- Born: 1970 (age 55–56)
- Citizenship: United States
- Occupations: businesswoman philanthropist
- Known for: former COO of Glenview Capital Management; founder of the Nduna Foundation;
- Spouse: Larry Robbins (div.)
- Children: four
- Website: ndunafoundation.org

= Amy Towers =

American businesswoman and philanthropist

Amy L. Towers (born 1970) is an American philanthropist and businesswoman who was formerly the chief operating officer of Glenview Capital Management.

==Biography==
Towers was a French language and Finance major in college and then worked as a banker for nine years before becoming COO of the hedge fund Glenview Capital Management, founded by her former husband. In 2004, after five years at Glenview, she left the firm to become a full-time philanthropist.

==Philanthropy==
In 2006, Amy and her then husband donated $5 million to create the Mercury Fund for Emergency Response which provides UNICEF with dedicated funds to use during the early stages of disasters and humanitarian crises. In 2006, she was awarded UNICEF’s Audrey Hepburn Humanitarian Award for her work in conflict zones in Niger, Ethiopia, South Sudan, Darfur, Somalia, and Zimbabwe. In 2007, she founded the Nduna Foundation to provide aid to children in the developing world with an emphasis on food security, HIV/AIDS, education, conservation, and wildlife restoration in Africa. In 2008, she donated $2 million to Teach for America to recruit teachers. In 2010, she donated $1 million to establish the Zimbabwe Collaborative Centre for Operational Research and Evaluation, a policy research and data hub in Zimbabwe created in partnership with the United Nations Children's Fund that provides information to charitable organizations looking to provide assistance in Zimbabwe. In 2010, she elected to serve a five-year term on the board of directors of the Centers for Disease Control and Prevention Foundation. In 2010, Richard Branson, the Nduna Foundation, and Humanity United, an organization backed by Pam Omidyar, the wife of eBay founder Pierre Omidyar founded Enterprise Zimbabwe.

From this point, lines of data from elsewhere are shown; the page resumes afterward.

PR #555, opened 2026-07-02
Fix parser criticals: parse full signed payload, validate network

n13:
## Summary

Ports the hardware-wallet parser hardening from [keystone3-firmware PR #6](https://github.com/Quantus-Network/keystone3-firmware/pull/6) (`rust/apps/quantus/src/parser.rs`, two Critical audit findings) to this repo.

### `rust-transaction-parser` (near 1:1 mirror of the firmware parser)
- Replaces hand-sequenced field reads with a declarative `#[derive(Decode)]` mirror of the runtime call enums; `#[codec(index)]` matches the current runtime (Balances = 2, ReversibleTransfers = **11**, was stale at 13; Multisig = 19) and `#[codec(compact)]` matches `#[pallet::compact]` (balances value compact, reversible amount fixed u128).
- Decodes the full `TxExtension` data after the call in declaration order: Era, `Compact<u32>` nonce, `Compact<u128>` tip, metadata-hash mode byte, spec/transaction version, genesis + block hash, `Option<[u8;32]>` metadata hash. Rejects trailing bytes and mode/Option inconsistency.
- Validates the genesis hash against a known-network whitelist (Planck `0x4901bf5c…`, Heisenberg `0xa5aa9e5c…`) and surfaces the network name; unknown genesis hard-fails.
- Multisig calls (create_multisig 0, propose 1, approve 2, execute 6): propose inner-call nesting capped at depth 2, inner call bytes must be fully consumed, total payload capped at 8 KB (nesting-bomb resistant).
- Display decimals fixed to 10^12; `ParsedPayload` Display surfaces network, era ("64 blocks" / "Immortal"), nonce, and tip.
- `bytes_to_ss58` takes `&[u8; 32]` — the `panic!` is gone.
- Removed unused `base58`/`blake2` deps.

### Dart display path (`quantus_sdk` + `cold-wallet-app`)
- `QuantusPayloadParser.parsePayload` now decodes the same full signed payload (call + extensions + trailing-byte/mode/genesis validation) and **throws `FormatException` with a clear reason** instead of returning null — no silent failures. Pallet index fixed 13 → 11; only `MultiAddress::Id` accepted; block-number delays rejected (apps only produce timestamp delays).
- `TransactionInfo.toString` decimals fixed 10^10 → `AppConstants.decimals` (12).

She serves as a Member of the Advisory Council of Acumen Fund, as board member of Human Rights Watch, The Elders, WITNESS, The U.S. Fund for UNICEF, The National Fish and Wildlife Foundation, Millennium Promise, KIPP Academy Charter Schools, The Allen-Stevenson School, and Teach for All. She is also actively involved with the Robin Hood Foundation, the International Medical Corps, and The Elizabeth Glaser Pediatric AIDS Foundation. She is currently the board chair of Mana Nutrition, a producer of RUTF in Fitzgerald, GA.

==Personal life==
She was married to hedge fund manager Larry Robbins. They had four sons and later divorced. She is now married to Jeff Towers.